■ Instructions to follow ■
For the word "dispatch", search the records and show each line in which it occurs.

■ Dataset extract ■
┌──

PR #898, opened 2024-06-21
solution

DimaYankovskiy:


main.py
```diff
@@ -2,6 +2,28 @@
...
 
 def main() -> QuerySet:
-    pass
+    genres = ["Western", "Action", "Drama"]
+    for genre in genres:
+        Genre.objects.create(name=genre)
+
+    actors = ["George Clooney", "Keanu Reeves", "Will Smith", "Jaden Smith"]
+    for actor in actors:
+        first_name, last_name = actor.split()
```
DevSpaciX, line 15: why not create a list of tuples? you will not need to use split later

DevSpaciX (changes requested):

DevSpaciX (approved):

PR #256, opened 2020-12-28
Fix/prose and poetry page display

Figments:
Fixes the following issues with poetry and prose content views:
- Dislike counter using the `likes` stat tracker
- Author byline is now on the same line as the title, just as before

Also bumps the site version to 0.5.2


SigmasonicX (approved):
LGTM

pingzing (approved):

PR #263, opened 2020-12-30
Enhancement/re enable authors notes

Figments:
brings back authors notes


SigmasonicX (approved):
More duplicated code than I'd like, but it's ultimately not too many places.

PR #270, opened 2020-12-30
Fix/poetry bugs

Figments:
Fixes the following issues:
- work cards not displaying the correct content kind
- work cards now have correct linking behavior (i.e. you can now right click and open a fic in a new tab)
- work status now added to prose and poetry pages
- poetry pages now have correct history behavior
- portfolio works feed now combines prose and poetry into one list


packages/client/src/app/pages/content-views/poetry-page/poetry-page.component.ts
```diff
@@ -31,6 +32,7 @@ export class PoetryPageComponent implements OnInit {
     ngOnInit(): void {
         this.route.data.subscribe(data => {
             const pageData = data.poetryData as ContentPage;
+            console.log(pageData);
```
SigmasonicX: Should this still be here?

SigmasonicX (approved):
Aside from the lingering console log, LGTM

PR #272, opened 2020-12-30
Fix/section editing

### LINKED ISSUE #243: After add section, need to refresh page in order to update the work's word count
Currently, after adding a section to a work, the work's word count isn't updated until after you refresh the page. This can cause confusion when you try to submit the work.

### LINKED ISSUE #260: After you edit a section, the preview doesn't reflect this change until you refresh
Currently, when you edit a section and click "Save", the changes you made aren't reflected in the preview until you manually refresh. This makes for a bad user experience.

Figments:
Fixes the following issues:
- Editing a section now repopulates the section item with the new edits
- Saving a section will now report whether the action was successful or not
- Page will reload whenever a section is published so that the work can be refetched (temporary solution)
- Prose and poetry editing pages now have their Status displayed

Also updates all our base packages to their latest versions (nothing broke on my local machine when I did this, so it looks like we're all good unless the test environment fails).

Closes #260 and closes #243


SigmasonicX (approved):
LGTM

PR #285, opened 2021-01-03
Enhancement/loading bar

Figments:
adds a loading bar that triggers on all HTTP requests

### DIFF
--- a/packages/client/src/app/app.component.html
+++ b/packages/client/src/app/app.component.html
@@ -1,4 +1,3 @@
-
 <mat-sidenav-container>
   <mat-sidenav [fixedInViewport]="true" [(opened)]="sidenavOpened" #sidenav>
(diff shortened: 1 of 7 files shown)


packages/client/src/app/app.component.html
```diff
@@ -31,6 +30,8 @@ <h2>{{ rotatingSlogan }}</h2>
         </div>
       </header>
     </div>
+
+    <mat-progress-bar [mode]="'determinate'" [value]="loader.value$ | async"></mat-progress-bar>
```
pingzing, line 34: Huh, what's the `value$` syntax? Haven't seen that before.

And I'm guessing the `async` pipe comes along for the ride with the `LoadingBarHttpClientModule`?

pingzing (approved):

PR #300, opened 2021-01-09
Update search page to work with content API

pingzing:
A few bits of weirdness here. See inline comments.

Note: I updated the `find-<thing>` components, but didn't actually add them to the search page--I figured you had a plan here and didn't want to step on toes.

### DIFF
--- a/packages/client/src/app/pages/search/search.component.html
+++ b/packages/client/src/app/pages/search/search.component.html
@@ -1,5 +1,142 @@
-<div class="empty">
-    <h3>Pardon the dust!</h3>
-    <p>This feature has been temporarily disabled.</p>
-    <p>Keep an eye on the patch notes to see when this is coming back!</p>
+<div class="search-nav">
+    <div class="search-bar">
+        <form [formGroup]="searchForm" (ngSubmit)="submitSearch()">
+            <input formControlName="query" type="text" class="u-full-width" placeholder="Search ...">
+        </form>
+    </div>
 </div>
+
+<ng-container *ngIf="route.children.length === 0">
+    <ng-container *ngIf="searchResults === undefined; else resultsAreIn">
+        <div style="text-align: center;">
+            <h3 style="margin-bottom: 0;">You haven't searched for anything yet...</h3>
+            <p style="margin-top: 0; margin-bottom: 0;">Type your query in the search bar and hit enter.</p>
+            <p style="margin-top: 0;">The first six works/blogs/users will show up here.</p>
+        </div>
+    </ng-container>
+    <ng-template #resultsAreIn>
+        <div class="search-results">
+
+            <!--Works-->
+            <div class="results">
+                <div class="results-header">
+                    <i-feather name="feather"></i-feather>
+                    <h3>Top Works</h3>
+                    <span class="see-more" *ngIf="searchResults.works.length !== 0">
+                        <a [routerLink]="['/search/works']" [queryParams]="{ query: searchField.query.value }" *ngIf="searchResults.works.length > 5">See {{ searchResults.works.length - 6 }} more</a>
+                    </span>
+                </div>
+                <div class="results-body">
+                    <ng-container *ngIf="searchResults.works.length === 0; else hasWorks">
+                        <div style="text-align: center; margin-top: 1.25rem;">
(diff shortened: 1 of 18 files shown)


packages/client/src/app/pages/search/search.component.html
```diff
@@ -1,5 +1,142 @@
...
\ No newline at end of file
+<div class="search-nav">
+    <div class="search-bar">
+        <form [formGroup]="searchForm" (ngSubmit)="submitSearch()">
+            <input formControlName="query" type="text" class="u-full-width" placeholder="Search ...">
+        </form>
+    </div>
+</div>
+
+<ng-container *ngIf="route.children.length === 0">
```
pingzing, line 9: Note about this page: all three search result types are very visually different. I did a little bit of cleanup here, but not much.

packages/client/src/app/pages/search/search.component.less
```diff
@@ -19,9 +19,10 @@ div.search-nav {
             color: whitesmoke;
             box-shadow: none;
             font-size: 32px;
+            height: auto;
             border: 1px solid whitesmoke;
             margin-bottom: 0;
-            padding: 5px 20px 5px 20px;
+            padding: 10px 20px 10px 20px;
```
pingzing, line 25: Giving the search text a bit of room to breathe...

packages/client/src/app/pages/search/search.component.less
```diff
@@ -217,6 +219,7 @@ div.search-results {
 
                     div.profile {
                         width: 100%;
+                        min-width: 0;
```
pingzing, line 222: Required for the username truncation to work

packages/client/src/app/pages/search/search.component.less
```diff
@@ -226,6 +229,9 @@ div.search-results {
                                 font-weight: 500;
                                 font-size: 38px;
                                 margin-bottom: 0;
+                                white-space: nowrap;
+                                text-overflow: ellipsis;
+                                overflow: hidden;
```
pingzing, line 234: So stupid-long usernames don't overflow

packages/models/src/lib/util/initial-results.model.ts
```diff
@@ -0,0 +1,8 @@
+import { ContentModel } from '../content';
+import { User } from '../users';
+
+export interface InitialResults {
+    users: User[],
+    blogs: ContentModel[],
+    works: ContentModel[],
```
pingzing, line 7: This is one bit of weirdness--the initial implementation for searching just hits the content service, so it just gets back ContentModels. I could've implemented searches down in the individual services, but it doesn't look like we need that yet. (if we do in the future, we can always implement it there too)

packages/models/src/lib/util/paginate-result.model.ts
```diff
@@ -2,13 +2,12 @@ export interface PaginateResult<T> {
...
-    readonly offset?: number;
-    readonly prevPage: number;
-    readonly nextPage: number;
+    readonly nextPage?: number;
+    readonly prevPage?: number;
     readonly pagingCounter: number;
-    readonly meta?: {};
+    readonly hasPrevPage: boolean;
+    readonly hasNextPage: boolean;
+    readonly meta?: any;
```
pingzing, line 12: Some extremely minor cleanup to make this match this interface match the mongoose-side type so they're mutually-compatible. Now we don't have to rely on `any`-based duck-typing.

packages/server/src/app/db/users/users.service.ts
```diff
@@ -307,28 +307,18 @@ export class UsersService {
...
-     * Finds the first six matches given the provided search parameters.
-     * For use with the initial page of search results.
-     * 
-     * @param query The relevant search parameters
-     */
-    async findInitialRelatedUsers(query: string): Promise<documents.UserDocument[]>{
-        return await this.userModel.find({$text: {$search: query}})
-            .select('-password -agreedToPolicies -audit.sessions -audit.termsAgree -audit.emailConfirmed -audit.isDeleted')
-            .limit(6);
-    }
```
pingzing, line 320: Folded this into `findRelatedUsers`.

Figments (approved):

PR #301, opened 2021-01-10
Enhancement/navigation refresh

Figments:
Addresses the following:
- Changes style of navigation bar to be far more aesthetically appealing
- Makes navigation bar horizontally scrollable in mobile view
- Removes "News" page link
- Changes "Groups" page link name to "Social"


SigmasonicX (approved):
LGTM

PR #314, opened 2021-01-13
removed buggy style preventing scroll to top behavior from working

### LINKED ISSUE #311: When switching sections, go to the top of the section
User request
Currently, when you switch sections, if you're at the bottom of the page, you remain at the bottom of the page.

Figments:
Closes #311 

Turns out, setting the `html, body` height to 100% actually makes `scrollPositionRestoration` bug out and not scroll to top on route change like it's supposed to.

### DIFF
--- a/packages/client/src/styles.less
+++ b/packages/client/src/styles.less
@@ -39,7 +39,6 @@
 
 html,body {
     width: 100%;
-    height: 100%;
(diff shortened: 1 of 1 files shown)


SigmasonicX (approved):
Worked for me

PR #327, opened 2021-01-18
Enhancement/ngxs transition

Figments:
Begins the transition to using NGXS Store for state management. This migration only deals with authentication and user settings, with further migrations expected to occur over the next series of updates.


package.json
```diff
@@ -58,6 +58,11 @@
     "@ngu/carousel": "^3.0.2",
     "@ngx-loading-bar/core": "^5.1.1",
     "@ngx-loading-bar/http-client": "^5.1.1",
+    "@ngxs/devtools-plugin": "^3.7.1",
```
pingzing, line 61: This should probably be a devDependency, yeah?

packages/client/src/app/app.component.ts
```diff
@@ -21,42 +21,49 @@ import { NotificationBase } from '@pulp-fiction/models/notifications';
...
-
-    // Sets the current site theme based on user preference
+    
     if (this.currentUser) {
-        this.changeTheme(PredefinedThemes[this.currentUser.profile.themePref]);     
+        // Sets the current site theme based on user preference
+        this.changeTheme(PredefinedThemes[this.currentUser.profile.themePref]);   
+
+        // Starts fetching notifications updates from the server
+        interval(300000).pipe(flatMap(() => this.notif.getUnreadNotifications())).subscribe(data => {
```
pingzing: Probably better practice to stick this in a `FIVE_MINUTES` const or something--magic numbers bad.

packages/client/src/app/components/site-sidenav/notifications/notif-item/notif-item.component.html
```diff
@@ -0,0 +1,22 @@
+<div class="notif-item">
+    <a class="notification-link" (click)="sendTo()">
```
pingzing, line 2: Can this be a real link? If it's a "let's do it later", make an issue for it

packages/client/src/app/components/site-sidenav/notifications/notif-item/notif-item.component.ts
```diff
@@ -0,0 +1,48 @@
...
+
+import { ContentKind } from '@pulp-fiction/models/content';
+
+@Component({
+    selector: 'notif-item',
+    templateUrl: './notif-item.component.html',
+    styleUrls: ['./notif-item.component.less']
+})
+export class NotifItemComponent implements OnInit {
+    @Input() notif: any; // this is `any` because different notification documents have different fields
```
pingzing, line 14: This feels like a sign that I need to make the interfaces inherit from the NotificationBase interface. And I think I can even do that...

pingzing (changes requested):
Requesting changes from myself re: notifications sharing a common ancestor interface

packages/client/src/app/components/site-sidenav/notifications/notif-item/notif-item.component.ts
pingzing: EDIT: Done. Recommend this be changed from `any` to `NotificationBase`. If you need further specificity, you've already got a `kind` check further down

packages/client/src/app/components/site-sidenav/notifications/notification-select.model.ts
```diff
@@ -0,0 +1,5 @@
+import { NotificationBase } from '@pulp-fiction/models/notifications';
+
+export interface NotificationSelect extends NotificationBase {
```
pingzing, line 3: Nitpick: This is a data model that adds some view state. Do we want to follow a convention where these kinds of things are all called "viewmodels", the way we have elsewhere? or nah?

packages/client/src/app/components/site-sidenav/notifications/notifications.component.ts
```diff
@@ -39,10 +43,31 @@ export class NotificationsComponent implements OnInit {
...
+
+  markAsRead(): void {
+    const request: MarkReadRequest = {
+      ids: this.selectedNotifs
+    };
+
+    this.notif.markAsRead(request).subscribe(() => {
+      this.selectedNotifs = [];
+      this.fetchData();
+    }, () => {
```
pingzing: Can this be `err => { ...` just so it's a little more immediately clear it's the error block, even if we don't do anything with `err`?

packages/client/src/app/components/site-sidenav/site-sidenav.component.ts
```diff
@@ -84,13 +91,14 @@ export class SiteSidenavComponent implements OnInit {
       password: this.loginFields.password.value, 
       rememberMe: this.loginFields.rememberMe.value
     };
-    this.authService.login(credentials).pipe(first()).subscribe(() => {
+
+    this.store.dispatch([new Auth.Login(credentials), new Navigate(['/home'])]).subscribe(() => {
       this.loadingLogin = false;
-      this.router.navigate(['/home']);
+      location.reload();
```
pingzing, line 97: Shouldn't the `Navigate(['/home'])` take care of this? Or am I misunderstanding the `dispatch()` syntax?

packages/client/src/app/models/site/theme.ts
```diff
@@ -41,125 +41,162 @@ export interface Theme {
...
-    accentLight: '#E58E8E',
-    background: '#272727',
-    textColor: '#F5F5F5', // aka WhiteSmoke
-    borders: '#FFFFFF', // aka White
-    controlsBackground: '#3A3A3A',
-    codeBackground: '#3A3A3A',
+/*
+export const PredefinedThemes = Record<string; Theme> = {
+    'crimson' = Crimson;
+    'dark-crimson' = DarkCrimson;
```
pingzing: I think this is safe to delete. no need to keep it around

packages/client/src/app/shared/auth/services/auth.guard.ts
```diff
@@ -0,0 +1,81 @@
...
+})
+export class AuthGuard implements CanActivate, CanActivateChild {
+    helper = new JwtHelperService();
+
+    constructor(private store: Store, private snackBar: MatSnackBar) {}
+
+    /**
+     * Verifies that a user can access a protected route. If their JWT is expired, it makes a request to the backend to
+     * verify that an active session is still present. If one is, the route request is approved. If one isn't, then the
+     * request is denied.
```
pingzing, line 23: Is the part about requesting the backend here still true?

packages/client/src/app/components/site-sidenav/notifications/notif-item/notif-item.component.html
Figments: that would introduce more `ng-container`s and `ngSwitch`es and the reason notifications got moved to their own subcomponent was to combat an issue where too many was preventing certain elements from even *appearing* on the page

packages/client/src/app/app.component.ts
Figments: true

packages/client/src/app/shared/auth/services/auth.service.ts
```diff
@@ -0,0 +1,80 @@
...
+})
+export class AuthService {
+    private url: string = `/api/auth`;
+
+    constructor(private http: HttpClient) {}
+
+    /**
+     * Sends a new user's info to the backend. If the response is successful,
+     * the `user` is returned and their info is set in local storage. Otherwise,
+     * sends the backend error to all subscribed observables.
```
pingzing, line 24: Is the bit about setting the info in local storage still true?

packages/client/src/app/shared/auth/services/auth.service.ts
```diff
@@ -0,0 +1,80 @@
...
+                return user.body;
+            }), catchError(err => {
+                return throwError(err);
+            }));
+    }
+
+      /**
+   * Sends a returning user's credentials to the backend to be verified.
+   * If the response is successful, the `user` is returned and their info
+   * is set in local storage. Otherwise, sends the backend error to all
```
pingzing: ditto local storage again

packages/client/src/app/shared/auth/services/auth.service.ts
```diff
@@ -0,0 +1,80 @@
...
+            .pipe(map(user => {
+                return user.body;
+            }), catchError(err => {
+                return throwError(err);
+            }));
+    }
+
+    /**
+     * Logs the user out, sets the user object to null, removes their info from localStorage, and
+     * navigates to home.
```
pingzing: I don't think this function does most of this anymore--it's just an HTTP request now

packages/client/src/app/shared/auth/services/auth.service.ts
```diff
@@ -0,0 +1,80 @@
...
+     */
+    public logout(): Observable<void> {
+        return this.http.get<void>(`${this.url}/logout`, { withCredentials: true });
+    }
+
+    /**
+     * Refreshes the current user token with new User info.
+     * If refresh fails,
```
pingzing: > If refresh fails,

...then what?

packages/client/src/app/shared/global/global.state.ts
```diff
@@ -0,0 +1,31 @@
...
+import { ContentFilter } from '@pulp-fiction/models/content';
+
+@State<GlobalStateModel>({
+    name: 'global',
+    defaults: {
+        filter: ContentFilter.Default
+    }
+})
+@Injectable()
+export class GlobalState {
```
pingzing, line 18: Would a better name for this stuff be something like "UserPreferences", or maybe even "VisitorPreferences" to distinguish that this is for _all_ visitors to the site, instead of just logged-in ones?

packages/client/src/app/shared/global/services/global.service.ts
```diff
@@ -0,0 +1,38 @@
+import { Injectable } from '@angular/core';
+import { CookieService, CookieOptions } from 'ngx-cookie';
+
+import { ContentFilter } from '@pulp-fiction/models/content';
+
+@Injectable({
+    providedIn: 'root'
+})
+export class GlobalService {
```
pingzing, line 9: see above re: naming

packages/models/src/lib/users/theme.ts
```diff
@@ -0,0 +1,165 @@
...
+export const Crimson: Theme = {
+    accent: '#DD4C4F',
+    accentHover: '#933235',
+    accentLight: '#EA7C7C',
+    background: '#FBFBFB',
+    textColor: '#000000', // aka black
+    borders: '#808080', // aka grey
+    controlsBackground: '#D3D3D3', // aka lightgrey
+    codeBackground: '#F0F0F0',
+}
```
pingzing, line 53: Wait, aren't these also defined elsewhere?

packages/models/src/lib/users/theme.ts
```diff
@@ -0,0 +1,165 @@
...
+    'crimson': Crimson,
+    'dark-crimson': DarkCrimson,
+    'aqua': Aqua,
+    'dark-aqua': DarkAqua,
+    'royal': Royal,
+    'dark-royal': DarkRoyal,
+    'steel': Steel,
+    'midnight-field': MidnightField,
+    'autumn': Autumn,
+    'dusk-autumn': DuskAutumn
```
pingzing, line 164: yeah, this whole file is a dupe, I think

packages/server/src/app/api/auth/auth.service.ts
```diff
@@ -5,6 +5,7 @@ import { verify, argon2id } from 'argon2';
 import { User, FrontendUser, ChangePassword, ChangeProfile, ChangeEmail, ChangeUsername, UpdateTagline } from '@pulp-fiction/models/users';
 import { UsersService } from '../../db/users/users.service';
 import { JwtPayload } from '@pulp-fiction/models/auth';
+import { String } from 'aws-sdk/clients/appstream';
```
pingzing: wait, for real?

pingzing (changes requested):
A few things that should be fixed! Mostly small stuff, though. And I have to admit--I like `ngxs`--it does make state management a lot more cleanly separated.

One thing that I noticed that we could do to clean things up a lot: now that our state management and network calls are divorced from each other, we should move all our little services that do nothing but make network calls into a single `networkService`. That'd make it easier to have little shared helper functions, and we wouldn't have a billion tiny services everywhere that I always lose track of =P

packages/client/src/app/components/site-sidenav/notifications/notif-item/notif-item.component.html
pingzing: fair, I guess. but I _guarantee_ this is gonna piss users off

packages/client/src/app/components/site-sidenav/notifications/notifications.component.ts
Figments: i could tag it `_err` so it does pop up with "unused variable" warnings

packages/client/src/app/components/site-sidenav/site-sidenav.component.ts
Figments: see conversation in discord

packages/client/src/app/shared/auth/services/auth.guard.ts
Figments: yes

packages/client/src/app/shared/auth/services/auth.service.ts
Figments: yes--`ngxs/storage-plugin` automatically takes care of setting things in `localStorage`

packages/client/src/app/shared/auth/services/auth.service.ts
Figments: see last comment

packages/client/src/app/shared/auth/services/auth.service.ts
Figments: yeah, will update the docs

packages/client/src/app/shared/auth/services/auth.service.ts
Figments: lmao

packages/models/src/lib/users/theme.ts
Figments: yeah i just copied over the theme stuff from the client

packages/server/src/app/api/auth/auth.service.ts
Figments: pfft so that's where it kept grabbing `String` instead of `string` from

└──

■ Response for this exercise ■
+    this.store.dispatch([new Auth.Login(credentials), new Navigate(['/home'])]).subscribe(() => {
pingzing, line 97: Shouldn't the `Navigate(['/home'])` take care of this? Or am I misunderstanding the `dispatch()` syntax?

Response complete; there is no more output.